PR #2959, opened 2024-07-13
Multi-value segments for PathCodecs

### LINKED ISSUE #2679: Improve Routes DSL to support complex URI template patterns
Extend capabilities of ZIO HTTP routes to cover use cases described in [RFC 6570 - URI Template](https://www.rfc-editor.org/rfc/rfc6570)
The issue that I came across is that the current ZIO Route DSL does not support defining complex use cases such as the following:
- multiple path variables in the same path segment, e.g, `http://example.com/people/{firstName}-{lastName}/SSN`
- extractor and literal within the same path segment, e.g `http://example.com/people/{firstName}-some-literal/SSN` or  `http://example.com/people/some-literal-{firstName}/SSN`

Just for reference: https://docs.micronaut.io/latest/guide/#routing, Many other frameworks, including Spring, Quarkus, dotnet, actix-web, implement the URI template specification. But no single scala HTTP library is capable of that.

It would be nice to have the flexibility to define complex routes via Route DSL and Endpoint DSL to have a well-designed and documented API.

image

It seems that it is not possible right now to define a route that will follow [Resource Oriented API with custom methods](https://aip-dev.github.io/aip.dev/136) (more details [here](https://cloud.google.com/apis/design/custom_methods))

I remember that something similar was discussed in the zio-http discord channel - https://discord.com/channels/629491597070827530/819703129267372113/1162396036237623326 but without proper resolution.

I want to have DLS that provide an ability to define
 - multiple path variables in the same path segment:
```scala
POST / "virtual-machines" / string("vmId") / "instances" / PathCodec.combined(string("instanceId"), literal("_"), string("some_other_var"))
```
- extractor and literal within the same path segments
 ```scala
POST / "virtual-machines" / string("vmId") / "instances" / PathCodec.combined(string("instanceId"), literal(":reboot"))
```

@erikvanoosten, probably you have some ideas, coz I remember [discussion](https://discord.com/channels/629491597070827530/819703129267372113/1162443016544456794) in discord about problem related to this issue.

**Additional context**
https://softwaremill.community/t/paths-components-without-separator/317

987Nabil:
fixes #2679
/claim #2679
/split @kyri-petrou

### DIFF
--- a/zio-http-cli/src/main/scala/zio/http/endpoint/cli/HttpOptions.scala
+++ b/zio-http-cli/src/main/scala/zio/http/endpoint/cli/HttpOptions.scala
@@ -312,7 +312,7 @@ private[cli] object HttpOptions {
   private[cli] def optionsFromSegment(segment: SegmentCodec[_]): Options[String] = {
     def fromSegment[A](segment: SegmentCodec[A]): Options[String] =
       segment match {
-        case SegmentCodec.UUID(name)     =>
+        case SegmentCodec.UUID(name)        =>
           Options
             .text(name)
             .mapOrFail(str =>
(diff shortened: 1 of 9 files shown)


987Nabil:
The full [RFC 6570 - URI Template](https://www.rfc-editor.org/rfc/rfc6570) has no place in zio-http, since it is very focused on query param extraction and zio-http has no query params defined in the path. @kyri-petrou and I went with multi-value segments as the way to implement what the issue creator seemed to care most about.
We added some limitations to what combination of values are possible. For example extracting two `Int`s without a delimiter is not possible, since it is impossible to recognise where one starts and the other ends.

jdegoes (approved):

jdegoes:
Nicely done! Thanks for the attention to performance in this critical section of the code. 🙏

Issue #1522, opened 2022-09-19
Implement a code generator that takes Smithy spec and generates zio.http.api.EndpointSpec values


jdegoes:
**Is your feature request related to a problem? Please describe.**

Some companies begin with Smithy specifications, and then proceed to implement a server that satisfies a given Smithy specification; then they will modify the Smithy specification when a change is necessary, and then re-implement the server.

**Describe the solution you'd like**

In order to support this _spec-first_ driven approach to API development (rather than _code-first_, which is the paradigm already implemented within the `zio.http.api` package), we will need a code generator, which can read in a Smithy specification, and generate the corresponding `zio.http.api.EndpointSpec ` values that declaratively describe the APIs.

Then a user can implement handlers based on the code-generated `EndpointSpec ` values.

jdegoes:
Possibly, this could be done as a plug-in to `smithy4s`.

yisraelU:
I can take on creating a PR in this repo, to have a zio-http interpreter(Smithy4s terminology).
I would wait until Smithy4s 0.18  version is released as it will make it a lot easier.
Happy to discuss further

saadhashmi91:
Hi, I was looking into option of using a recursion scheme(s)/fix-point  parser for Smithy IDL using its ABNF spec. In particular [skeuomorph](https://github.com/higherkindness/skeuomorph)  has an implementation of transforming protobuf schemas. If a similar approach can be used for the parser and also leveraging smithy4s for the spec. implementation.

adamgfraser:
@saadhashmi91 We would like to do this without any third party dependencies.

sideeffffect:
@adamgfraser just to be clear, do you allow other ZIO Organization dependencies, like zio-schema?

adamgfraser:
@sideeffffect If that functionality is necessary for something we are trying to do. For example ZIO Schema is already a dependency since it is necessary to describe arbitrary types as values as part of the endpoints API and we would basically have to implement it ourselves otherwise. But in general would not want to bring in an additional dependency if it was merely a "nice to have".

yisraelU:
> Hi, I was looking into option of using a recursion scheme(s)/fix-point  parser for Smithy IDL using its ABNF spec. In particular [skeuomorph](https://github.com/higherkindness/skeuomorph)  has an implementation of transforming protobuf schemas. If a similar approach can be used for the parser and also leveraging smithy4s for the spec. implementation.

[...]

PR #2964, opened 2024-07-14
Update build.sbt

promisingcoder:
added neccessary dependencies for zio-http/shared/src/main/scala/zio/http/SmithyParser.scala
#1522


kyri-petrou (changes requested):
Let's please not do this. This is adding a lot of dependencies to `zio-http`, with most of them external to the `dev.zio` organization. This will make long-term maintenance of `zio-http` a nightmare

PR #2965, opened 2024-07-14
Create SmithyParser.scala

promisingcoder:
Add SmithyParser to convert Smithy models to OpenAPI and then generate endpoints from OpenAPI
/claim #1522 
I am still in the beginning but due to me not knowing what to do next I made the pull request

### DIFF
--- a/zio-http/shared/src/main/scala/zio/http/SmithyParser.scala
+++ b/zio-http/shared/src/main/scala/zio/http/SmithyParser.scala
@@ -1,0 +1,58 @@
+import java.nio.file.{Files, Paths, Path}
+import scala.jdk.CollectionConverters._ // Updated import
+import com.google.gson.{Gson, GsonBuilder}
+import software.amazon.smithy.model.Model
+import software.amazon.smithy.model.node.Node
+import software.amazon.smithy.model.shapes.{ServiceShape, ShapeId}
+import software.amazon.smithy.openapi.OpenApiConfig
+import software.amazon.smithy.openapi.fromsmithy.OpenApiConverter
+import zio.http.endpoint.openapi.OpenAPI
+import zio.http.gen.openapi.EndpointGen
+import zio.http.gen.scala.CodeGen
+
+object SmithyParser {
+  def run(modelPath: Path, outputPath: Path, basePackage: String): Unit = {
+    val converter = OpenApiConverter.create()
+
+    if (!Files.exists(modelPath)) {
+      sys.error(s"Model file not found at path: $modelPath")
+    }
+
+    val model = Model.assembler().addImport(modelPath).discoverModels().assemble().unwrap()
+    val serviceShapes = model.shapes().collect(java.util.stream.Collectors.toList()).asScala.filter(_.isServiceShape)
+
+    if (serviceShapes.isEmpty) {
+      sys.error("No service shapes found in the model.")
+    }
+
+    serviceShapes.foreach { shape =>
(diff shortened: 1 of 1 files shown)


987Nabil:
I don't like this approach. Converting to OpenAPI removes precision in modeling. One reason why smithy exists and is liked is, that it does things different/better than OpenAPI. Reducing it to OpenAPI removes the benefits (for example a better modeling of sum types.) I think we should have dedicated smithy support.

wdyt @jdegoes

promisingcoder:
@jdegoes could you please give me an update on this approach ??

promisingcoder:
@987Nabil 
until now 
when it comes to union types 
there is no problem in the generation from smithy to openapi the problem is in the way that codegen.writefiles generates zio specs from openapi 
I will find a way to pass the right things  to that function so that it generates the required output 
I will detail here in a bit how is this happening

promisingcoder:
and by the way `"EchoUnion": {
                "oneOf": [
                    {
                        "type": "object",
                        "title": "stringMessage",
                        "properties": {
                            "stringMessage": {
                                "type": "string",
                                "pattern": "^[a-zA-Z]+$"
                            }
                        },
                        "required": [
                            "stringMessage"
                        ]
                    },
                    {
                        "type": "object",
                        "title": "intMessage",
                        "properties": {
                            "intMessage": {
                                "type": "number"
                            }
                        },
                        "required": [
                            "intMessage"
                        ]
                    }
                ]
            }`
            ## generated redunant code  from CodeGen.WriteFiles() 
            `package your.base.package.component

import zio.schema._
import zio.schema.annotation._

@noDiscriminator
sealed trait EchoUnion
object EchoUnion {


 implicit val codec: Schema[EchoUnion] = DeriveSchema.gen[EchoUnion]
case class EchoUnion(
 stringMessage: String
)
object EchoUnion {



 implicit val codec: Schema[EchoUnion] = DeriveSchema.gen[EchoUnion]



}
case class EchoUnion(
 intMessage: Double
)
object EchoUnion {



 implicit val codec: Schema[EchoUnion] = DeriveSchema.gen[EchoUnion]



}
         }`

promisingcoder:
> and by the way `"EchoUnion": { "oneOf": [ { "type": "object", "title": "stringMessage", "properties": { "stringMessage": { "type": "string", "pattern": "^[a-zA-Z]+$" } }, "required": [ "stringMessage" ] }, { "type": "object", "title": "intMessage", "properties": { "intMessage": { "type": "number" } }, "required": [ "intMessage" ] } ] }` ## generated redunant code from CodeGen.WriteFiles() `package your.base.package.component
> 
> import zio.schema._ import zio.schema.annotation._
> 
> @noDiscriminator sealed trait EchoUnion object EchoUnion {
> 
> implicit val codec: Schema[EchoUnion] = DeriveSchema.gen[EchoUnion] case class EchoUnion( stringMessage: String ) object EchoUnion {
> 
> implicit val codec: Schema[EchoUnion] = DeriveSchema.gen[EchoUnion]
> 
> } case class EchoUnion( intMessage: Double ) object EchoUnion {
> 
> implicit val codec: Schema[EchoUnion] = DeriveSchema.gen[EchoUnion]
> 
> } }`
2
## I will make sure to fix this If you want @jdegoes @987Nabil

jdegoes:
I don't think we should go through OpenAPI as an intermediate. Too lossy and not what was intented in the original ticket.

**********

◆ WORK INSTRUCTION ◆
Beginning at the top of the entries above, output each line exactly, and end with the line in which "- extractor and literal within the same path segment, e.g" appears.

◆ OUTPUT OF THE TASK ◆
PR #2959, opened 2024-07-13
Multi-value segments for PathCodecs

### LINKED ISSUE #2679: Improve Routes DSL to support complex URI template patterns
Extend capabilities of ZIO HTTP routes to cover use cases described in [RFC 6570 - URI Template](https://www.rfc-editor.org/rfc/rfc6570)
The issue that I came across is that the current ZIO Route DSL does not support defining complex use cases such as the following:
- multiple path variables in the same path segment, e.g, `http://example.com/people/{firstName}-{lastName}/SSN`
- extractor and literal within the same path segment, e.g `http://example.com/people/{firstName}-some-literal/SSN` or  `http://example.com/people/some-literal-{firstName}/SSN`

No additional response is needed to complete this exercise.